I can see advantages in all three of the scenarios mentioned above:
  • Initializing all in the constructor - good for Silverlight apps where performance is vital over memory usage on the client side. What that means is that there will be more time loading the Silverlight progress bar at the beginning while the application loads the objects in its memory resources, but the rest of the experience is seamless from then on.
  • Lazy loading in the property - good for servers that have multiple web applications/web services/win services running where slight performance trade-offs for valuable memory is important.
  • C#4.0 "Lazy Initializing" - good for examples where you instantiate a bunch of objects before entering a large loop, but want the loop to start as soon as possible.



Tuesday, January 14, 2014

DateTime.Parse vs DateTime.ParseExact for culture issues


I'm sure most of us savvy .NET developers have come across the dreaded issues that surround the inconsistent standards when working with multilingual / multicultured applications. Namely the sites that provide the opportunity for a user to change their language and/or culture for their convenience.

Dealing with different languages is one thing, but that in itself isn't so bad because it mainly deals with a resource file of some sort that allows mapping of one word (or a sentence) to a different word of a different language. The site can then replace those words where it finds them.

Dealing with data, and specifically dates on the other hand, is a completely different story.

Seriously, why did the Americans have to come up with a date format that doesn't even conform to itself!? Generally speaking, numbering systems work by having the larger metric unit at the front, then the second metric unit succeeding it, and so on (e.g. $15,432,67). Naturally you would expect the date structure to be the same so that the military format (yyyy/MM/dd) would be found wherever we deal with dates.

Even though the Australian format doesn't conform to this, it at least has consistency by having the reverse, whereby the smallest metric is found at the beginning of the sequence (dd/MM/yyyy).

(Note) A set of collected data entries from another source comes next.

PR #6862, opened 2025-03-19
Bump the resource-summary:document:size threshold

tjmw:

Bump the resource-summary:document:size threshold (lighthouse metric).

## Why are you doing this?

This lighthouse check is failing on every PR merge which is spamming the SR Dev chat channel. We've got an agenda item to discuss what to do with this check later in the week but for now lets increase the threshold slightly so we stop spamming the chat channel.

### DIFF
--- a/lighthouserc.json
+++ b/lighthouserc.json
@@ -7,7 +7,7 @@
         "interactive": ["error", { "maxNumericValue": 9500 }],
         "resource-summary:document:size": [
           "error",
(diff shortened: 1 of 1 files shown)


paul-daniel-dempsey (approved):
LG

johnduffell (approved):
nice one should make it quieter!  might be worth deleting the unneeded checklists from the PR description to reduce clutter

PR #6863, opened 2025-03-20
Stripe Hosted Checkout: Validate form data and redirect to Stripe

tjmw:

This PR implements the first part of the Stripe hosted checkout flow. For HomeDelivery/Sunday selecting the `Credit/Debit card` payment option and clicking `Continue to payment` will:

* Validate the user form data
* Create the checkout session with Stripe
* Redirect the user to Stripe (client side redirect)
* If the Stripe checkout is successful, redirect back to the checkout with the checkout session ID set as a URL fragment

This is not a complete flow. In prod the Stripe hosted checkout option will be hidden by a switch until ready. We also won't be showing any cards directing the user to the checkout for Sunday.

Missing elements:

* Persisting the user's details on the form before they are redirected to Stripe
* Processing the sub when the user returns to the support site

~~**Note: I'm currently using our default Stripe account (there's a secretKey value which needs to be set for prod BEFORE MERGING, it's already set in code). In a subsequent PR I'll migrate to using a different Stripe account.**~~ Done ✅ 

[**Trello Card**](https://trello.com/c/udzEIxlr/1519-stripe-checkout-validate-form-data-and-transfer-user-to-stripe-hosted-checkout-sunday-homedelivery)

## Why are you doing this?

Incrementally working towards Sunday only subs going through Stripe Checkout.

## How to test

* Deployed to CODE and run the smoke tests to ensure I've not broken any existing flows.
* Manually verified going through the flow for Sunday/HomeDelivery and successfully being transferred to Stripe.
* Verified that turning off the `stripeHostedCheckout` switch turns off `Credit/Debit card` for Sunday only.

### DIFF
--- a/support-frontend/app/services/StripeCheckoutSessionService.scala
+++ b/support-frontend/app/services/StripeCheckoutSessionService.scala
@@ -1,0 +1,100 @@
+package services
+
+import cats.data.EitherT
+import cats.implicits.{catsSyntaxApplicativeError, toBifunctorOps}
+import com.gu.i18n.Currency
+import com.gu.monitoring.SafeLogging
+import com.gu.support.config.StripeConfigProvider
+import io.circe.Decoder
+import io.circe.generic.semiauto.deriveDecoder
+import play.api.libs.ws.{WSAuthScheme, WSClient, WSResponse}
+import io.circe.parser.decode
+
+import scala.concurrent.{ExecutionContext, Future}
+
+sealed trait ResponseError
+object ResponseError {
+  case class DecodingError(error: io.circe.Error) extends ResponseError
+  case class ExecuteError(error: Throwable) extends ResponseError
+}
+
+case class CreateCheckoutSessionResponseSuccess(url: String, id: String)
+object CreateCheckoutSessionResponseSuccess {
+  implicit val decoder: Decoder[CreateCheckoutSessionResponseSuccess] = deriveDecoder
+}
+
+case class CheckoutPaymentMethod(id: String)
+object CheckoutPaymentMethod {
+  implicit val decoder: Decoder[CheckoutPaymentMethod] = deriveDecoder
+}
+case class CheckoutSetupIntent(id: String, payment_method: CheckoutPaymentMethod)
+object CheckoutSetupIntent {
+  implicit val decoder: Decoder[CheckoutSetupIntent] = deriveDecoder
+}
+case class RetrieveCheckoutSessionResponseSuccess(setup_intent: CheckoutSetupIntent)
+object RetrieveCheckoutSessionResponseSuccess {
+  implicit val decoder: Decoder[RetrieveCheckoutSessionResponseSuccess] = deriveDecoder
+}
+
+class StripeCheckoutSessionService(
+    configProvider: StripeConfigProvider,
+    client: WSClient,
+)(implicit ec: ExecutionContext)
+    extends SafeLogging {
+  val baseUrl: String = "https://api.stripe.com/v1"
+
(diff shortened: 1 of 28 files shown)


support-frontend/app/services/StripeCheckoutSessionService.scala
```diff
@@ -0,0 +1,128 @@
...
+      isTestUser: Boolean,
+      successUrl: String,
+  ): EitherT[Future, String, CreateCheckoutSessionResponseSuccess] = {
+    val privateKey = getPrivateKey(isTestUser)
+
+    // We use the default expiration of 24 hours
+    val data = Map(
+      "mode" -> Seq("setup"),
+      "success_url" -> Seq(successUrl),
+      "currency" -> Seq(currency.toString.toLowerCase), // Is this the format Stripe expect?
```
tjmw, line 58: Should we be using `iso` or similar on the Currency class?

support-frontend/app/services/StripeCheckoutSessionService.scala
```diff
@@ -0,0 +1,128 @@
...
+      "payment_method_types[]" -> Seq("card"),
+      "customer_email" -> Seq(email),
+    )
+
+    client
+      .url(s"$baseUrl/checkout/sessions")
+      .withAuth(privateKey, "", WSAuthScheme.BASIC)
```
tjmw, line 65: Comment about the usage of basic auth here?

support-frontend/assets/pages/[countryGroupId]/components/checkoutComponent.tsx
```diff
@@ -151,6 +152,11 @@ type CheckoutComponentProps = {
 	abParticipations: Participations;
 };
 
+const shouldUseStripeHostedCheckout = (
+	productKey: ProductKey,
+	ratePlanKey: string,
+) => productKey === 'HomeDelivery' && ratePlanKey === 'Sunday';
```
Comment (tjmw) [inline support-frontend/assets/pages/[countryGroupId]/components/checkoutComponent.tsx:158]: Need to include `SubscriptionCard` product key here too.

support-frontend/assets/helpers/productPrice/productOptions.ts
```diff
@@ -35,7 +35,7 @@ export type PaperProductOptions =
 	| typeof Sixday
 	| typeof Everyday;
 
-const ActivePaperProductTypes = [Everyday, Weekend, Saturday] as const;
+const ActivePaperProductTypes = [Everyday, Weekend, Saturday, Sunday] as const;
```
tjmw, line 38: Is it okay to add `Sunday` here? Any other effects I should be aware of?

rupertbates: I think adding that will put Sunday back on sale as soon as it's merged, so make sure that's what you want!

tjmw: Ah okay thanks. I'll dig into exactly what that means in terms of how this is used.

tjmw: This was a good spot - I don't think it's what I want right now. `Sunday` shouldn't go back on sale when this PR is merged. I wonder if I can differentiate by stage or something, I'd like to be testing this in CODE at least and if `Sunday` isn't active I can't complete the checkout flow.

tjmw: I've made a change - we'll now skip over Sunday when rendering the cards on the paper landing page, but other than that Sunday is an active product type. I've added a story for `PaperProductPrices` which should catch any change which accidentally makes the Sunday card visible.

PR #6787, opened 2025-02-14
Lambda: Typescript conversion bigquery-acquisitions-publisher

paul-daniel-dempsey:
## What are you doing in this PR?

Re-implementing the bigquery-acquisitions-publisher lambda in TypeScript.

[**Trello Card**](https://trello.com/c/iQqk6Nrl/1275-migrate-bigquery-acquisitions-publisher-to-typescript)

Note: we haven't deleted all the old Scala code in this PR as it's been useful to have it side by side with the new TypeScript. We'll raise a follow up PR to do this once this PR is merged.

## Why are you doing this?

There’s an issue with the compressed jar file size which is close to the limit of S3 based lambda deployments enforced by AWS. When we tried to update the google-cloud-bigquery Scala library this pushed us over the size limit. We could migrate to deploying using ECR images instead of S3, which has a much higher size limit. But we’d like to migrate to TypeScript anyway, and this will probably sidestep the size issue due to the smaller size of TypeScript/JS code artefacts.

## How to test

We've tested by going through the checkout process in CODE and inspecting the resulting row in `fact_acquisition_events`.

## How can we measure success?

Consumers of the `fact_acquisition_events` table shouldn't notice any differences.

PR #6867, opened 2025-03-24
Make schema more lenient in bigquery-acquisitions-publisher

tjmw:

Switch from nullable to nullish for a number of fields. This allows undefined or null. We saw a few errors in prod where a nullable field was omitted (seemed to be Feast IAPs).

[**Trello Card**](https://trello.com/c/iQqk6Nrl/1275-migrate-bigquery-acquisitions-publisher-to-typescript)

## Why are you doing this?

We had a few errors in prod after merging #6787.


paul-daniel-dempsey (approved):
LG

The U.S. format, however, is an influence of their own language. It comes purely from a cultural perspective where they are naturally inclined to say "February the 15th" rather than "the 15th of February". That has lead to the demise of their date format which logically makes no sense (MM/dd/yyyy).

Regardless of the format, we are still faced with the dilemma of having to interpret this in code so that our data isn't corrupted by the front-end client machine's culture, and the server's culture, when the server-side code deals with the data.

You may find that you have a JQuery date picker that can help you "set the culture" as shown below:


$(".datepicker").datepicker({ dateFormat: "dd/mm/yy" });


The problem would arise once the user clicks submit and hits a server with the "en-US" culture.
The moment you write the following code, you will face some issues:


var date = DateTime.Parse(Request.Form["date"]);

One of two problems will arise:
  • the date conforms to either en-AU or en-US because the "day" is not greater than 12, and therefore will not complain when translating it into a month part.
  • a FormatException will occur because the day is considered month and is invalid if greater than 12.
The way to work around this so as to Parse the date into the current culture of the server, but based on the culture you are expecting the string to be coming in from the client side.

var date = DateTime.ParseExact(Request.Form["date"], "dd/MM/yyyy", CultureInfo.CurrentCulture);

What this does is define the structure of the string that is passed into the first parameter, based on the format of the second parameter. Once it maps the string exactly as defined in the second parameter, it can then convert it successfully to a DateTime type based on the third parameter. The CurrentCulture can define the timezone as well as the format, and any other relevant metadata.